### EXERCISE DETAILS
The listing below holds a line with "--- a/jupyter_mcp_server/tools/execute_code_tool.py" and a line with "if pending is". Reproduce those two lines exactly, plus everything between them.

### ENTRIES SUPPLIED

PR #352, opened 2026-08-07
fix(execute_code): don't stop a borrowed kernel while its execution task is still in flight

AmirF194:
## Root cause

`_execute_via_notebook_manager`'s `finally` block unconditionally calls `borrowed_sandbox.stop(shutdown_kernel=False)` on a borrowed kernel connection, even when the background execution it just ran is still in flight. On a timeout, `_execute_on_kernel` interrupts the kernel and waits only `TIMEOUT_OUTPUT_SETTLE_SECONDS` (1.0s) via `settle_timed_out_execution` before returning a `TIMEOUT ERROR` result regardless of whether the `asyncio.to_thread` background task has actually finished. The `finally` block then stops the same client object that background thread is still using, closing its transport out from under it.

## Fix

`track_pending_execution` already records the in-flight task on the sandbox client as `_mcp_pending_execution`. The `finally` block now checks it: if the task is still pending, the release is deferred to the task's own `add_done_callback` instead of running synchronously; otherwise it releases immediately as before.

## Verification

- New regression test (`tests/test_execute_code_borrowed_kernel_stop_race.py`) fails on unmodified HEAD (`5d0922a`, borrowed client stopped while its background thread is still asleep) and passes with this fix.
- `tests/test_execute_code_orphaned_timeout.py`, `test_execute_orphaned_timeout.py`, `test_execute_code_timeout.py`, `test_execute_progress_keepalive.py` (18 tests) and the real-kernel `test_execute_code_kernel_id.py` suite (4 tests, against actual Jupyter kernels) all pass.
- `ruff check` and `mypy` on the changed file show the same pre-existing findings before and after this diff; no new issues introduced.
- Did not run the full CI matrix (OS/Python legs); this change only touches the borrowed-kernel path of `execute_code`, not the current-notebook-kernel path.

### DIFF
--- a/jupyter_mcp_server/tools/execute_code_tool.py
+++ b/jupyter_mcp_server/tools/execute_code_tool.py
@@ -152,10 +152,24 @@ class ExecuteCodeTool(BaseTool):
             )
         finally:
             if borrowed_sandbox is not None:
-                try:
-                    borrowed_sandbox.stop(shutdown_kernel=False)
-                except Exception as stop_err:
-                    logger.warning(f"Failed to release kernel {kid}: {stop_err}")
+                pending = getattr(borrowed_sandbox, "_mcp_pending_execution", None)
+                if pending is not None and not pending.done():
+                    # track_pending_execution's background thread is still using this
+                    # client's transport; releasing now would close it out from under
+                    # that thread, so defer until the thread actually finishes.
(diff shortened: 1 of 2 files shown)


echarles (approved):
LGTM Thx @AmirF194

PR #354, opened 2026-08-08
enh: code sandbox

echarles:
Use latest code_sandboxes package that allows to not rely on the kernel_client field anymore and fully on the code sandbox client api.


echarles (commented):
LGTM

### SOLUTION
--- a/jupyter_mcp_server/tools/execute_code_tool.py
+++ b/jupyter_mcp_server/tools/execute_code_tool.py
@@ -152,10 +152,24 @@ class ExecuteCodeTool(BaseTool):
             )
         finally:
             if borrowed_sandbox is not None:
-                try:
-                    borrowed_sandbox.stop(shutdown_kernel=False)
-                except Exception as stop_err:
-                    logger.warning(f"Failed to release kernel {kid}: {stop_err}")
+                pending = getattr(borrowed_sandbox, "_mcp_pending_execution", None)
+                if pending is not None and not pending.done():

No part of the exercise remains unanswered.